When your infographic is ready, you’ve got to promote it. That’s where the real benefit comes from. Your infographic may be highly useful, well-designed and practicable, but, if no one sees it, you’ve wasted time and money.
There are several ways to promote an infographic – for example, blogging and social media marketing. But, the most effective method is sharing it on community-based networks. These are sites where lots of bloggers come together to share content and tips.
Most people on these community-based sites are looking for content to curate and republish. Sites like the GrowthHackers community allow you to syndicate your content. Embed your infographic on the blog page and share.
If you’ve ever launched an information product, you’re probably already aware that recruiting affiliates to promote your product is the easiest way to guarantee consistent sales.
The more shares and natural links to your web page, the more influence you’ll have and your organic search traffic will skyrocket. An inbound link is the currency to search engine growth.
Another community-based network where you can share your compelling infographic is Blokube.com. It’s free, but you have to register.
Strategy #2: Tactical Competitive Auditing
If you keep seeing your competitor’s web pages rank highly in Google, while you still struggle, then there’s something you can learn from them regarding content marketing.
According to Cicada Online, you need to discover the on-page factors that make your competitors successful.
A significant driver of organic traffic is social engagement. In other words, if your competitors have influence on social media, they can get thousands of people to share their content. In turn, that prompts search spiders to crawl, index and rank the web page. Even a small business with a limited budget can use social engagement effectively.
Here’s proof through a case study that having social influence and engagement counts: Simply Measured compared several booking sites and discovered that engagement for Hilton Worldwide’s Twitter account beats other chains, hands down.
It’s possible that your competitors are targeting keywords that you’ve never discovered. And, you may not find those keywords when you use the Google AdWords Keyword Planner or any other keyword research tool out there.
Before you can successfully spy on your competitors, you’ve got to know who they are. So let’s start there.
Step one: Go to SimilarSites.com. Plug your site URL into the search box. Then click the search icon at the far right.
Step two: Scroll down the page. You’ll see the blogs and sites that usually write on similar topics.
In the example, if you scroll down further, you’ll see my major competitors. These are blogs and sites that my readers usually visit before or after reading the content on Quicksprout.com. So, they’re my major competitors:
Now that I know who my major competitors are, as well as their site URLs, I can spy on them. In the next step, I’ll pinpoint the exact keywords that are generating organic traffic for my competitors, and show you how to do the same. Those same keywords will help me market to my target audience more competitively.
Step three: Go to Alexa.com. This tool can show you whether your competitors’ best performing keywords are ranking in Google’s top 10 results.
On Alexa’s homepage, plug your competitor’s site URL (e.g. copyblogger.com) into the box. Click “find.”

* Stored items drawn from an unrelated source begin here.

PR #1157, opened 2024-09-04
Add test for condition_script_runner_args expansion

wmmc88:


src/lib/runner_test.rs
```diff
@@ -961,6 +963,96 @@ fn run_task_failed_condition_script_doesnt_change_env() {
...
+        allow_private: false,
+        skip_init_end_tasks: false,
+        skip_tasks_pattern: None,
+        cli_arguments: None,
+    };
+
+    let step = Step {
+        name: "test".to_string(),
+        config: Task {
+            install_crate: Some(InstallCrate::CrateInfo(InstallCrateInfo {
```
wmmc88, line 996: `install_crate` here doesnt do what i intended here since its run after the condition script is validated. I should just remove it.

wmmc88: @sagiegurari is there a better way to ensure that rust-script 0.35.0 is available for this test?

wmmc88:
@sagiegurari It looks like the test is failing only on MSRV rust on ubuntu. I (very hackily) forced some additional debug output and it looks like [rust-script fails to be installed w/ msrv rust](https://github.com/wmmc88/cargo-make/actions/runs/10714406740/job/29708042457?pr=2#step:7:2840). I see 2 issues with this:
1. `--locked` should be passed to [install for the scriptrunner](https://github.com/sagiegurari/cargo-make/blob/2c1bc771510ae9e115d23dd139204daba5d1d169/src/lib/scriptengine/rsscript.rs#L51)
2. `validate` should be set to true for pinstall for the rust-script runner](https://github.com/sagiegurari/cargo-make/blob/2c1bc771510ae9e115d23dd139204daba5d1d169/src/lib/scriptengine/rsscript.rs#L51). Right now it is false, so a failure to install rustscript is not correctly propogated upwards.

Do you agree that these changes make sense to make?

sagiegurari:
@wmmc88 yes both changes (lock and validate) makes sense. do you want to PR that?

wmmc88:
> @wmmc88 yes both changes (lock and validate) makes sense. do you want to PR that?

Yes. I'll update this pr with the changes

.github/workflows/ci.yml
```diff
@@ -15,7 +15,7 @@ jobs:
     strategy:
       fail-fast: false
       matrix:
-        rust: [stable, beta, nightly, 1.73.0]
+        rust: [stable, beta, nightly, 1.74.0]
```
wmmc88, line 18: rust-script's msrv is not 1.74:
```
error: failed to compile `rust-script v0.35.0`, intermediate artifacts can be found at `/tmp/cargo-install75pEMP`.
To reuse those artifacts with a future compilation, set the environment variable `CARGO_TARGET_DIR` to that path.

Caused by:
  package `clap_lex v0.7.2` cannot be built because it requires rustc 1.74 or newer, while the currently active rustc version is 1.73.0
```

wmmc88:
> Yes. I'll update this pr with the changes

@sagiegurari The changes are implemented. MSRV was also bumped one version to 1.74 to accomodate for rust-script bumping its MSRV

src/lib/runner_test.rs
sagiegurari: you can create multiple tasks with dependencies.
so one task will do install and another task depending on the first, will do the condition.

sagiegurari:
@wmmc88 coming back to this. the tests are failing. wonder if you can take a look?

Step four: Analyze audience geography. Alexa gives you detailed information about your competitor’s audience, where they came from and how engaged they are when they visit your competitor’s site. This is truly important, particularly the “daily pageviews per visitor” section.
You can see that the majority of Copyblogger’s readers live in India. What does this mean to you?

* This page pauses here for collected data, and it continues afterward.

PR #1182, opened 2024-10-24
Add Zsh Completion Script Generation and Unit Tests

954alberto:
Summary: This PR introduces enhancements to the cargo-make tool by adding task completion script generation functionality per shell. Key updates include, in this case only Zsh was added:

Directory and File Management:

Automatically creates the ~/.zfunc directory if it does not exist.
Prompts users before overwriting the completion file if it already exists.
User Guidance:

Outputs clear instructions for enabling Zsh completions by modifying the ~/.zshrc file.
Testing Improvements:

Added unit tests for the completion generation function, including tests for user input handling and file creation.
Tests have been designed to clean up the test environment to avoid interference between test cases.

Ensures that the functionality can be tested without manually interacting with the terminal.


src/lib/cli_parser.rs
```diff
@@ -482,6 +500,10 @@ pub fn parse_args(
         let version_text = cliparser::version(&spec);
         println!("{}", version_text);
         Err(CargoMakeError::ExitCode(std::process::ExitCode::SUCCESS))
+    } else if let Some(shell) = cli_parsed.get_first_value("completion") {
+        // Call the function to generate completions
+        generate_completions(&shell);
+        Err(CargoMakeError::ExitCode(std::process::ExitCode::SUCCESS))
```
sagiegurari, line 506: why not return a result and than decide if success/fail based on that?

src/lib/completion.rs
```diff
@@ -0,0 +1,103 @@
...
+///    to facilitate adding support for other shell types.
+/// 3. **Enhanced Error Handling**: Provide more informative error messages for file operations.
+/// 4. **User Input Handling**: Ensure user input is trimmed and handled correctly.
+/// 5. **Testing**: Implement unit tests to verify the correct behavior of completion generation functions.
+
+#[cfg(test)]
+#[path = "completion_test.rs"]
+mod completion_test;
+
+pub fn generate_completions(shell: &str) {
```
sagiegurari, line 26: maybe return result?

src/lib/completion.rs
```diff
@@ -0,0 +1,103 @@
...
+    match shell {
+        "zsh" => {
+            if let Err(e) = generate_completion_zsh(None) {
+                eprintln!("Error generating Zsh completions: {}", e);
```
sagiegurari, line 30: maybe use logger? we have one that also stops on err

src/lib/completion.rs
```diff
@@ -0,0 +1,103 @@
...
+    let home_dir = std::env::var("HOME")?;
+    let zfunc_dir = format!("{}/.zfunc", home_dir);
+    let completion_file = format!("{}/_cargo-make", zfunc_dir);
+
+    if !Path::new(&zfunc_dir).exists() {
+        if let Err(e) = fs::create_dir_all(&zfunc_dir) {
+            eprintln!("Failed to create directory {}: {}", zfunc_dir, e);
+            return Err(Box::new(e));
+        }
+        println!("Created directory: {}", zfunc_dir);
```
sagiegurari, line 50: any reason we have println or errprintln and not logger?

src/lib/completion_test.rs
```diff
@@ -0,0 +1,90 @@
+use std::fs;
+use std::path::Path;
+use std::io::Cursor;
+
+#[cfg(test)]
+mod tests {
```
sagiegurari, line 6: i don't think this block is needed as this file is included only for cfg test to being with

src/lib/completion_test.rs
```diff
@@ -0,0 +1,90 @@
...
+    // Function to clean up test environment by removing the completion file
+    fn cleanup() {
+        let home_dir = std::env::var("HOME").expect("Failed to get HOME");
+        let completion_file = format!("{}/.zfunc/_cargo-make", home_dir);
+        if Path::new(&completion_file).exists() {
+            fs::remove_file(&completion_file).expect("Failed to clean up test file");
+        }
+    }
+
+    #[test]
```
sagiegurari, line 20: cargo make splits all tests to 2 parts
multi threaded
single threaded

your tests need to do a cleanup before each invocation so multi threaded won't work
to trigger them only in signle threaded (all tests run at the end...) you need to add ignore flag (see many tests of mine) which will postpone them to the single thread flow

sagiegurari (changes requested):
@954alberto this is great (sorry for late review).
would you mind also adding the relevant docs for this?
do it in the nav+content md files and not README.md which is generated from them.

src/lib/completion.rs
954alberto: no reason, you are right.

src/lib/completion.rs
954alberto: yes

src/lib/completion_test.rs
954alberto: blocked has been removed

src/lib/completion_test.rs
954alberto: Added #[ignore] to make the tests run single threaded

954alberto (commented):
Please have a look, it should be better now

sagiegurari:
@954alberto this is awesome. merging

PR #1187, opened 2024-11-13
New env_not condition

### LINKED ISSUE #1185: Enable Negative Conditions for Environment Variables
### Feature Description
Enable conditions for scripts where an environment variable is not a particular value.

There are cases where you might want to run a task only when an environment variable does not equal a particular value. This does not seem possible with the current options.

### Code Sample
```toml
[tasks.build-if-not-blue]
command = "cargo"
args = ["build"]
condition = { env_not = {  "COLOR" = "blue" } }
```

ayodejiige:
The PR includes a new `env_not` condition which will enable running tasks when environment variables are not equal to particular values. Resolves #1185


sagiegurari:
@ayodejiige thanks for the PR! i'll review and merge it. sorry for the HUGE delay!

sagiegurari:
@ayodejiige looks great. merging

PR #1190, opened 2024-11-19
Replace unsecure md5 with sha256 algorithm

marxin:
There are environments where broken cryptographically protocols are banned as part of company policy. MD5 should be considered cryptographically broken and unsuitable for further use. I suggest using more secure hashing algorithm.


sagiegurari:
thanks for the PR @marxin i'll review and merge

sagiegurari:
@marxin looks great. merging

marxin:
Thanks!

PR #1196, opened 2024-12-10
Platform name freebsd supports

stormshield-pj50:
This PR adds support for Freebsd platform name.

### DIFF
--- a/src/lib/types.rs
+++ b/src/lib/types.rs
@@ -22,6 +22,8 @@ pub fn get_platform_name() -> String {
         "windows".to_string()
     } else if cfg!(target_os = "macos") || cfg!(target_os = "ios") {
         "mac".to_string()
+    } else if cfg!(target_os = "freebsd") {
+        "freebsd".to_string()
     } else {
         "linux".to_string()
     }


sagiegurari:
thakns @stormshield-pj50 but any chance you can also update the docs?
its under docs/content the md file (the readme is generated from it)

docs/_includes/content.md
```diff
@@ -308,12 +308,15 @@ It is also possible to define platform specific aliases, for example:
 linux_alias = "linux_my_task"
 windows_alias = "windows_my_task"
 mac_alias = "mac_my_task"
+freebsd_alias = "freebsd_my_task"
```
sagiegurari, line 311: my hunch is that a bit more is needed for this to work.
1. add the attributes in the task type
2. proxy to it when platform is freebsd

if i'm not wrong.
and therefore i would also add a test for it.
without it, i feel the change you didn't won't actually impact anything. could be wrong but don't think so.

stormshield-pj50: I'm not sure how to add a relevant test for that but please take a look at my new commit and tell me if it's enough. Thank you.

PR #1211, opened 2025-01-02
Enable LTO and codegen-units = 1 optimization

zamazan4ik:
Resolves https://github.com/sagiegurari/cargo-make/issues/1202

Also, I decided to enable `codegen-units = 1` additionally in the Release profile since it allows us to squeeze even more optimizations with LTO.


sagiegurari:
@zamazan4ik thanks. will check it (after i fix the build)

sagiegurari:
@zamazan4ik looks good. merging.

PR #1218, opened 2025-01-18
fix zsh task completion for makers

kachick:
Sorry if I am wrong, when I reading https://github.com/sagiegurari/cargo-make/pull/1182, I have questions for the change.

I have just referred https://github.com/zsh-users/zsh-completions/blob/a7f01622f7bc6941d1c6297be6995fe1bbc9d4de/zsh-completions-howto.org#getting-started, not yet tested actual behaviors.

### DIFF
--- a/docs/api/src/cli/completion.rs.html
+++ b/docs/api/src/cli/completion.rs.html
@@ -190,12 +190,12 @@
     }
 
     <span class="kw">let </span>completion_script = <span class="string">r#"
-#compdef cargo make cargo-make
+#compdef 'cargo make' 'cargo-make make' makers
 
 _cargo_make() {
     local tasks
     local makefile="Makefile.toml"
-    
+
     if [[ ! -f $makefile ]]; then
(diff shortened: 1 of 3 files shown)


docs/api/src/cli/completion.rs.html
```diff
@@ -190,12 +190,12 @@
     }
 
     <span class="kw">let </span>completion_script = <span class="string">r#"
-#compdef cargo make cargo-make
+#compdef _cargo_make makers
```
kachick, line 193: I don't understand how to apply this for sub commands such as `cargo make` and `cargo-make make`.

kachick:
Sorry for making noise, closing because of I don't have enough knowledge in this context. And the old [bash completion](https://github.com/sagiegurari/cargo-make/blob/8a354723f9009a4454e5da806e63903f8fd9805b/extra/shell/makers-completion.bash) is still working better in my zsh.

PR #1301, opened 2025-12-08
workspace: fix arg parsing for args with whitespace

AstralZebulon:
CLI args with whitespace were not being perserved when creating the workspace task script, so that a single arg was being split into multiple args for the workspace member's task run.

 For example
   `--feature "f1 f2"`
was being seen as
   `--feature f1 f2`

The result was an error because the `f2` was not seen as associated with the `--feature` flag anymore.


AstralZebulon:
Should I file a bug for this PR?

PR #216, opened 2025-08-20
fix: add form participation to w-button

digitalsadhu:
This adds form participation to w-button so that if a name and value are provided, these are captured by the form. Additionally, if the button is type="submit" it will submit the parent form and if the type is "reset" it will reset the parent form


packages/button/index.js
```diff
@@ -16,7 +17,7 @@ import { messages as svMessages } from './locales/sv/messages.mjs';
 
 const buttonTypes = ['primary', 'secondary', 'negative', 'utility', 'pill', 'link'];
 
-class WarpButton extends kebabCaseAttributes(WarpElement) {
+class WarpButton extends FormControlMixin(kebabCaseAttributes(WarpElement)) {
```
digitalsadhu, line 20: Add the open wc mixin so we dont need to implement our own. This provides some hooks and a `this.setValue` method for us and sets up the element internals under the hood

packages/button/index.js
```diff
@@ -34,10 +35,18 @@ class WarpButton extends kebabCaseAttributes(WarpElement) {
     rel: { type: String, reflect: true },
     fullWidth: { type: Boolean, reflect: true },
     buttonClass: { type: String, reflect: true },
+    name: { type: String, reflect: true },
+    value: { type: String, reflect: true },
```
digitalsadhu, line 39: Every element that is to be associated with a form needs to support name and value

packages/button/index.js
```diff
@@ -34,10 +35,18 @@ class WarpButton extends kebabCaseAttributes(WarpElement) {
...
   };
 
   static styles = [WarpElement.styles];
 
+  updated(changedProperties) {
+    if (changedProperties.has('value')) {
+      this.setValue(this.value);
+    }
+  }
```
digitalsadhu, line 48: any time value is set or changed, either via the attribute or the property, we need to update the form internals using the setValue method provided by the open wc mixin. so Long as we do this, the form will capture name and value for us if set.

PR #222, opened 2025-09-01
test: add vitest, playwright, example test

wkillerud:
Add a test setup with vitest


vitest.config.ts
```diff
@@ -0,0 +1,34 @@
+import { defineConfig } from "vite";
```
pearofducks, line 1:
```suggestion
import { defineConfig } from "vitest/config";
```

PR #239, opened 2025-09-01
chore: try to fix preview

wkillerud:
Asset loading is broken in previews because of wrong base during build


wkillerud:
Hard-coded paths in so many places, pausing this for now. Maybe we want to rethink the whole dev server/preview thing.

PR #275, opened 2025-09-03
chore: updating pill component

### LINKED ISSUE #270: Pill

leftieFriele:
Close #270


wkillerud:
I think some of the names could use an alternative. Maybe open an issue with that discussion? We won't do any breaking changes for now so we can get this out the door.

leftieFriele:
> I think some of the names could use an alternative. Maybe open an issue with that discussion? We won't do any breaking changes for now so we can get this out the door.

good idea, I started on one here https://github.com/warp-ds/elements/issues/297

PR #278, opened 2025-09-03
chore: upgrade attention

flatoy:
convert to ts
remove kebabcase
use LitElement
inline styles


wkillerud:
Would love it if you could add Storybook stories for this too.

Pretty much add these: https://github.com/warp-ds/elements/blob/next/pages/components/attention.html 

There's one example you can look at (we need stuff from the script tag at the bottom for it to work)

PR #299, opened 2025-09-03
docs: use the custom element manifest for docs

wkillerud:
Add autodocs as well for the nice previews of all variants


wkillerud:
I want to go through and add a `Component.mdx` where relevant and test that all the examples behave as I expect, but this is in a good enough shape to ship for now.

PR #304, opened 2025-09-05
chore(storybook): fix some story behavior

pearofducks:
- The 'spread' stuff didn't seem to be working on dead-toggle's stories, so just wired it directly
- Modal had some missing images and bad styling using Unocss classes, just used style directly instead


wkillerud (approved):
Sweet, thanks!

wkillerud:
Ah, `spread` [expects the attribute key to include the Lit syntax](https://open-wc.org/docs/development/lit-helpers/#spread), it doesn't do any magic for us there.

PR #305, opened 2025-09-05
chore: fix Lit syntax before using `spread`

wkillerud:
Fixes the issue we saw of boolean controls not turning off from #304 for example


pearofducks (approved):
Fiiiine fix the root issue instead of having crappy hacks laying around, I guess that's "better" 😆

PR #306, opened 2025-09-05
docs: generate editor helpers, add instructions for use

wkillerud:
If you use VS Code I set up the configuration here in the workspace. Try it out in any HTML file!


index.html
wkillerud, line 1: Yes, I opened this file, how can you tell? 🙈

PR #314, opened 2025-09-10
feat: add WarpPageIndicator component with styles and stories

imprashast:


packages/pageindicator/pageindicator.stories.tsx
```diff
@@ -0,0 +1,78 @@
+import { html, LitElement } from 'lit';
+import './index.ts';
+
+export default {
+  component: 'w-pageindicator',
+  title: 'PageIndicator',
```
wkillerud, line 6: Another nit, feels like this could be grouped with Pagination and such in the sidebar
```suggestion
  title: 'Navigation/PageIndicator',
```

PR #79, opened 2026-07-24
feat: match autosave task callbacks

cypressru:
Adds five empty autosave task callback entry points used by the task lifecycle interface.

The TU’s complete 20-byte .text section—five four-byte functions—was verified byte-for-byte in
objdiff at 100%. The object also passed the forced fresh-build, section-size, Matching-link, DOL SHA-1, and all 17 REL SHA-1 gates.

The callbacks remain separate exported functions despite sharing empty implementations, preserving their original symbol boundaries and ordering.


cypressru:

PR #81, opened 2026-07-24
feat: match autosave task callback cleanup

cypressru:
Adds conditional cleanup of the autosave task callback object stored at offset 0x2C.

Well, if you’re based in the United States or the UK and you want to get more attention and customers from those regions, you need to tell Google’s spider what your site is about and optimize your content for geo-specific keywords.
For example, if you’re a small business web developer based in the U.S., you could set up separate landing pages and create more in-depth articles for keywords like:
- Web developer in California
- Web development company U.S.A.
- Web design Los Angeles
The more you optimize for keywords that are relevant to any location near you, the more Google will associate your site with the relevant area and reward you with the right users.
This figure tells you how many web pages or blog posts visitors read on separate pages. You may want to aim for this goal or try to exceed it. It all boils down to useful content, user engagement and the speed of your blog.
Step five: Analyze organic keywords for optimal search results. When you scroll down further, Alexa shows you what keywords visitors are searching for that lead them to your competitor.
Note: These are the top keywords that grow Copyblogger’s blog. You can see in the above result that “content marketing” sends 5.49% organic search traffic to them. If the site attracts over 500,000 visitors per month, 5.49% organic traffic is equivalent to 27,450 visitors per month.
Any blog that receives half that much search engine traffic will be successful. I’m showing you this in order to prove the effectiveness of those top keywords. But guess what? Most of the articles ranking for these top keywords aren’t even ranking #1 or #2 in Google’s top 10 SERPs. Let’s see:
You can know the exact position of your target keywords in the search engines without checking them one by one. To save time, plug your competitor’s site URL into SEMrush.com and click the search button:
Next, scroll down and you’ll see the organic keywords (including some keywords that Alexa.com didn’t display). You’ll also see the live positions of each keyword. This is one of the reasons why I recommend SEMrush – everything is live!
It’s high time you start digging into your market. Find out exactly what your competitors are doing, then decide which of those strategies you want to use for your small business.Everest Group conducted a competitive analysis for a Fortune 500 service provider.
The client had several challenges. But, the major one was how to deliver metrics that impact the overall cost and pricing for service providers, including staffing pyramids and the onshore-offshore delivery mix.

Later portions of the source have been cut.